Exercise goal: Take every line from the listing below that includes "without" and copy it.

Input material:
++++++++++
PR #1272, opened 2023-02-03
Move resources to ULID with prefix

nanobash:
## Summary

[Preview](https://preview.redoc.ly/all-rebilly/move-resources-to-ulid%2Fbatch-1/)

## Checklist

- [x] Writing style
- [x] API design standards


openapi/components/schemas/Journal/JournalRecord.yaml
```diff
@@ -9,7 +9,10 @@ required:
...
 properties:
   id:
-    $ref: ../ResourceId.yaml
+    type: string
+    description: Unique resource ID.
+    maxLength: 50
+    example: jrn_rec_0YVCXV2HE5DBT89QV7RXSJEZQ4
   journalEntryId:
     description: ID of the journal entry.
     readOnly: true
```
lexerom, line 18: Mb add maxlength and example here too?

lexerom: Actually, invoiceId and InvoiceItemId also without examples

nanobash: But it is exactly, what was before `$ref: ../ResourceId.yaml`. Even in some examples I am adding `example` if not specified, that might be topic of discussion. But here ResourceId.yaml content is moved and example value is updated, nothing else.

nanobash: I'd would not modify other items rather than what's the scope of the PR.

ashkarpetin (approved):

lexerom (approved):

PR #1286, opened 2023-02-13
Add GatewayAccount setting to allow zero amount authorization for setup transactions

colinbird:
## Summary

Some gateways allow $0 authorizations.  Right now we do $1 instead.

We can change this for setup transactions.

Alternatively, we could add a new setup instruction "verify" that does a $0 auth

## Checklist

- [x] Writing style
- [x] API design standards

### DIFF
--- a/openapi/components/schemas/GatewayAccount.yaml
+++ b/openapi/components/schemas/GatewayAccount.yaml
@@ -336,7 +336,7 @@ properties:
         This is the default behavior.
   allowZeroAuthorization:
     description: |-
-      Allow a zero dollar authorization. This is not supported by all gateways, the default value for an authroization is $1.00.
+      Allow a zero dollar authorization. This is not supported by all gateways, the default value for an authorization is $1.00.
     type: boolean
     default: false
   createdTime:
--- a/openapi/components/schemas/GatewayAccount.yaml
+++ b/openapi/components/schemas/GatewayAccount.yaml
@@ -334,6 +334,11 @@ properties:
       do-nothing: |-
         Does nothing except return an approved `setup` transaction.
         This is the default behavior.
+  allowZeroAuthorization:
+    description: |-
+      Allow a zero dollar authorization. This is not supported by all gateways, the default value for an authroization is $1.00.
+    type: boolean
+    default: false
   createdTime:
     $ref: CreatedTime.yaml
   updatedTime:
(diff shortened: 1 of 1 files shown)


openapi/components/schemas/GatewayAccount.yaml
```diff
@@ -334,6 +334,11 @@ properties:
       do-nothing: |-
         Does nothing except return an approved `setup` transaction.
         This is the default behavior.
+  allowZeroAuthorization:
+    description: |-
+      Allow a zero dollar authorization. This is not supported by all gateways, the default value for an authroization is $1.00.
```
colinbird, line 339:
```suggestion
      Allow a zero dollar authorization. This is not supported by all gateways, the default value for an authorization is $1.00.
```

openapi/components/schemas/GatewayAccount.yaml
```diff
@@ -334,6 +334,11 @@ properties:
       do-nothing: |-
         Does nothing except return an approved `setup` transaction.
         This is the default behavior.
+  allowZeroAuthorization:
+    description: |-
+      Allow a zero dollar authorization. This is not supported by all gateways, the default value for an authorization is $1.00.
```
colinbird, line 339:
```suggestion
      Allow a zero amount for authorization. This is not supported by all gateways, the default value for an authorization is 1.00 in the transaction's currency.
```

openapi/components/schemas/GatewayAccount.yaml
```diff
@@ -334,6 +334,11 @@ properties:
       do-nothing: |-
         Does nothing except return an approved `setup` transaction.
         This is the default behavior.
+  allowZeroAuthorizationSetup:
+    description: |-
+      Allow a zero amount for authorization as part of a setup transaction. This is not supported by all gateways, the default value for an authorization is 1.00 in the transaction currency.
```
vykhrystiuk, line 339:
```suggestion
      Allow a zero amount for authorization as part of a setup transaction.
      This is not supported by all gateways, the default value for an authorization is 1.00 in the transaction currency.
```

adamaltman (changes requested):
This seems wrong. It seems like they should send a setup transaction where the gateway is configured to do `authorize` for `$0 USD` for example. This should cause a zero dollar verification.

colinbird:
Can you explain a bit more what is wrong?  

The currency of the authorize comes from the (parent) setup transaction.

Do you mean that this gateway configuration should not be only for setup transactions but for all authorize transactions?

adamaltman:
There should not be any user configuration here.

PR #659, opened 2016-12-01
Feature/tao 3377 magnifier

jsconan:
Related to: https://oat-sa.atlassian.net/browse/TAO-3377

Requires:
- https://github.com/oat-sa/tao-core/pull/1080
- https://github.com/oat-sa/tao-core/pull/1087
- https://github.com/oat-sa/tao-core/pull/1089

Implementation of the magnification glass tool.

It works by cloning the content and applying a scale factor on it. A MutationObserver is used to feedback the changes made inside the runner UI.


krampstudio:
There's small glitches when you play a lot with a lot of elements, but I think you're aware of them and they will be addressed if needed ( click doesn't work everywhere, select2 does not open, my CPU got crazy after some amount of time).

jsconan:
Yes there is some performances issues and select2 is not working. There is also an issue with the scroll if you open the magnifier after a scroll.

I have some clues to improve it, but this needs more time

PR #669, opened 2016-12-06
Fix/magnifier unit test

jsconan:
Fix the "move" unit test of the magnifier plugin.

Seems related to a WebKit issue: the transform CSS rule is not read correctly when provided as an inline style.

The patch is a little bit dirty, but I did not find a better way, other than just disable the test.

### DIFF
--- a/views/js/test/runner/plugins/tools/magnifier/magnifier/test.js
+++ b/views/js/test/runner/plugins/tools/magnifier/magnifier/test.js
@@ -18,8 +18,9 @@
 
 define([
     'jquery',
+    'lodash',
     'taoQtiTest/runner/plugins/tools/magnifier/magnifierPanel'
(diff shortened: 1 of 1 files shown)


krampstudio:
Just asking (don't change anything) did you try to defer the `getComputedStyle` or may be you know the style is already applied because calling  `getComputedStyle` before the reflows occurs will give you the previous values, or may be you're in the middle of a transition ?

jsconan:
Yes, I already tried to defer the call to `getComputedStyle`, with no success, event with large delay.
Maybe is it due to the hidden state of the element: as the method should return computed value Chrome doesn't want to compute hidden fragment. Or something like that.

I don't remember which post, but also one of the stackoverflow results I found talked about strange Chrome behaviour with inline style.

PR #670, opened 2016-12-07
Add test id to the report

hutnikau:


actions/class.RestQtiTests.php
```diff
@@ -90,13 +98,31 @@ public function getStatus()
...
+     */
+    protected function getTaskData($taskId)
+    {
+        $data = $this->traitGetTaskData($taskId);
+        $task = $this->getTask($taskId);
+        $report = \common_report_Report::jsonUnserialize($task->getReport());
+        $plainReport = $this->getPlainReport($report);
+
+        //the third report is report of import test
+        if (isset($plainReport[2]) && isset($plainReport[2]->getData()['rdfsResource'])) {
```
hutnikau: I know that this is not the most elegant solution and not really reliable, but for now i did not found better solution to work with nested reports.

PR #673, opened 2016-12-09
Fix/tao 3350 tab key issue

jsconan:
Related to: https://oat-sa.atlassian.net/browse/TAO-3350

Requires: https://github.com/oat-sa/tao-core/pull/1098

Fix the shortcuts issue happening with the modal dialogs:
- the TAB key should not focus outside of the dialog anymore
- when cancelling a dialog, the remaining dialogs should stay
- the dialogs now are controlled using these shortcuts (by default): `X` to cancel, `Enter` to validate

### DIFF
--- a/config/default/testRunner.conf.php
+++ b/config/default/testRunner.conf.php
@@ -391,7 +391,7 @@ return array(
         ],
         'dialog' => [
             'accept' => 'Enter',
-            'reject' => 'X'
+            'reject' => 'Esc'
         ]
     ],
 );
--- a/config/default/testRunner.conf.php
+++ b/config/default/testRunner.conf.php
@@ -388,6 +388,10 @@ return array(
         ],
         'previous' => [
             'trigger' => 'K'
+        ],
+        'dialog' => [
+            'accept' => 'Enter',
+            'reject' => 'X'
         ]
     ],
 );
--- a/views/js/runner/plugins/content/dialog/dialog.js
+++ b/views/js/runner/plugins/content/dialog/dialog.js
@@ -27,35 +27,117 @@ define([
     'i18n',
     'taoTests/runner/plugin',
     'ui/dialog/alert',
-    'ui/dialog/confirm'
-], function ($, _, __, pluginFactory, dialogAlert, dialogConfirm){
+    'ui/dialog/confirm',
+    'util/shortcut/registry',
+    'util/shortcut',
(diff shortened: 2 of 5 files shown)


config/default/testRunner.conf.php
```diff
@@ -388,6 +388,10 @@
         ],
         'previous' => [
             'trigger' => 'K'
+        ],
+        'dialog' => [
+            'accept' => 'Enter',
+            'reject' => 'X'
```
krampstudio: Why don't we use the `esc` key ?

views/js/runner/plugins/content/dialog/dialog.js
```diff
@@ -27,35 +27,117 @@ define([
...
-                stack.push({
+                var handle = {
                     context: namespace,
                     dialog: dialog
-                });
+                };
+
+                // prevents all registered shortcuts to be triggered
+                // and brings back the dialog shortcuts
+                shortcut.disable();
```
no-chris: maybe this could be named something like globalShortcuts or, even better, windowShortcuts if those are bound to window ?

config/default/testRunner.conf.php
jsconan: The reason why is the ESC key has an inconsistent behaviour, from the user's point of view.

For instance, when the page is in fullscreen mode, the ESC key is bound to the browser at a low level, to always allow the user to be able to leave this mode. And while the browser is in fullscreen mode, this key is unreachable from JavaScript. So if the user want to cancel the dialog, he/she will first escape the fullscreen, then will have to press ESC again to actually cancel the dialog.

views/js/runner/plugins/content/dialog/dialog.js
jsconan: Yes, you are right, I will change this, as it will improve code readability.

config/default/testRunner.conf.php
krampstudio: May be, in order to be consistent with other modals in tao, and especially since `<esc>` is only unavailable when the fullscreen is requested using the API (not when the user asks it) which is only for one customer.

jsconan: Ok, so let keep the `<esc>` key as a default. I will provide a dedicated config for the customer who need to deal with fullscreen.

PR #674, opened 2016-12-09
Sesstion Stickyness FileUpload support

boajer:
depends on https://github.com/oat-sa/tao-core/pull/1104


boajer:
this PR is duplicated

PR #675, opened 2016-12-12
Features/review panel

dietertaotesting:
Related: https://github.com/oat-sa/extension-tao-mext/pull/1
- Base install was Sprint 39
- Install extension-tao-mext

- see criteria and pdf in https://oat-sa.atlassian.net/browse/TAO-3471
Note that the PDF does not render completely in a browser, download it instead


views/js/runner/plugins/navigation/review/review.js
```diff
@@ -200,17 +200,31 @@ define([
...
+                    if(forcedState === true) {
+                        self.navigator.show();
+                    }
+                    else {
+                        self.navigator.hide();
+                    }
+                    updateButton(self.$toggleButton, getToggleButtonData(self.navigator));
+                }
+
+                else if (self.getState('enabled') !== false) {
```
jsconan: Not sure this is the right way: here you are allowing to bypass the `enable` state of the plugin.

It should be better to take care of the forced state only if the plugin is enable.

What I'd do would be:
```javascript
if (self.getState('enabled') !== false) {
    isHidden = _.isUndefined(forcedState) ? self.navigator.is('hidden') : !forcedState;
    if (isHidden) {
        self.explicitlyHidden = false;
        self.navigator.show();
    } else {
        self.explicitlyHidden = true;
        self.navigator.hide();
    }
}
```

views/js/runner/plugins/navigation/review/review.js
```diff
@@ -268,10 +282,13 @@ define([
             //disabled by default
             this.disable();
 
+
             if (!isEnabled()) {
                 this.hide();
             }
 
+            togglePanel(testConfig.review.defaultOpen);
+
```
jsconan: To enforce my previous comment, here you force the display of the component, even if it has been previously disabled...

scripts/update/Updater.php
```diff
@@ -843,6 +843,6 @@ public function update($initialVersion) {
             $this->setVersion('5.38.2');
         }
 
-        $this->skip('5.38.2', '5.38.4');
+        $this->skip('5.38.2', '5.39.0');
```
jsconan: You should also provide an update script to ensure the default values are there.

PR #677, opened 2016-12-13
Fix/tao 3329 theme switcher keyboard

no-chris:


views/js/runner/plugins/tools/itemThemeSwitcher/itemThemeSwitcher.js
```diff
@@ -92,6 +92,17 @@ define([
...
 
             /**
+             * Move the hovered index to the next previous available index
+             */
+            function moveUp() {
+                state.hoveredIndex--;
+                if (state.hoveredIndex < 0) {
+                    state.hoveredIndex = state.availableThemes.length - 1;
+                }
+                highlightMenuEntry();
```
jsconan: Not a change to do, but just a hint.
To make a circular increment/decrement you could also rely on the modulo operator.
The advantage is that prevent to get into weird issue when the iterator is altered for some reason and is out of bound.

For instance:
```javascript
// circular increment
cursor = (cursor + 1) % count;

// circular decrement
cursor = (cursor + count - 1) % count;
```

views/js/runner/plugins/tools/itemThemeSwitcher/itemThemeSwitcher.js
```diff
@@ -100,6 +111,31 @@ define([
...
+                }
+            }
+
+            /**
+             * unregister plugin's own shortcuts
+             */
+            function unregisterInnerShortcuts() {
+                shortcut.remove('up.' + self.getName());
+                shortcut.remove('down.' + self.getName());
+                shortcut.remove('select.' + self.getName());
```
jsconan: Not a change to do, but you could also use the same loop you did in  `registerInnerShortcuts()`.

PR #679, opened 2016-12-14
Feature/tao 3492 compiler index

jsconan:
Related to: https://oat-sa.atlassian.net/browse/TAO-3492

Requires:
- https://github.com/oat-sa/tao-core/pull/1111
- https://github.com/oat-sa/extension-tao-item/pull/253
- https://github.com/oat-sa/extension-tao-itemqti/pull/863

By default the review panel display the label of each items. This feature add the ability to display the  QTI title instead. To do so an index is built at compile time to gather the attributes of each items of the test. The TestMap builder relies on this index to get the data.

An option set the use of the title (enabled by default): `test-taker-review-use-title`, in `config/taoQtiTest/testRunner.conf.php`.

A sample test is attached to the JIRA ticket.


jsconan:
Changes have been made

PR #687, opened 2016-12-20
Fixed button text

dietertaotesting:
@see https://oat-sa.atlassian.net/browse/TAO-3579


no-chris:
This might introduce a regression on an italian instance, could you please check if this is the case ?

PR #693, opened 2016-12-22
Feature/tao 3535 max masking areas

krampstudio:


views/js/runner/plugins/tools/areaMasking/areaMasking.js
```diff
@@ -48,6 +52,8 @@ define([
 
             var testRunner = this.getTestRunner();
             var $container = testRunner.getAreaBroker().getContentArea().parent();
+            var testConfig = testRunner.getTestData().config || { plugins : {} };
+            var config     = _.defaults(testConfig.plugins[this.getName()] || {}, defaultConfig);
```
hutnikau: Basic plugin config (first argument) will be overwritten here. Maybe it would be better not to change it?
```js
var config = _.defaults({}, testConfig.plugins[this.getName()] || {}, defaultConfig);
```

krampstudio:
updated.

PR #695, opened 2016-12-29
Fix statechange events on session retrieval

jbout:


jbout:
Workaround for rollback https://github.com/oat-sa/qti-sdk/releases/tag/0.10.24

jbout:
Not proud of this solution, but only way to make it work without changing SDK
++++++++++
Final answer:
lexerom: Actually, invoiceId and InvoiceItemId also without examples
Not proud of this solution, but only way to make it work without changing SDK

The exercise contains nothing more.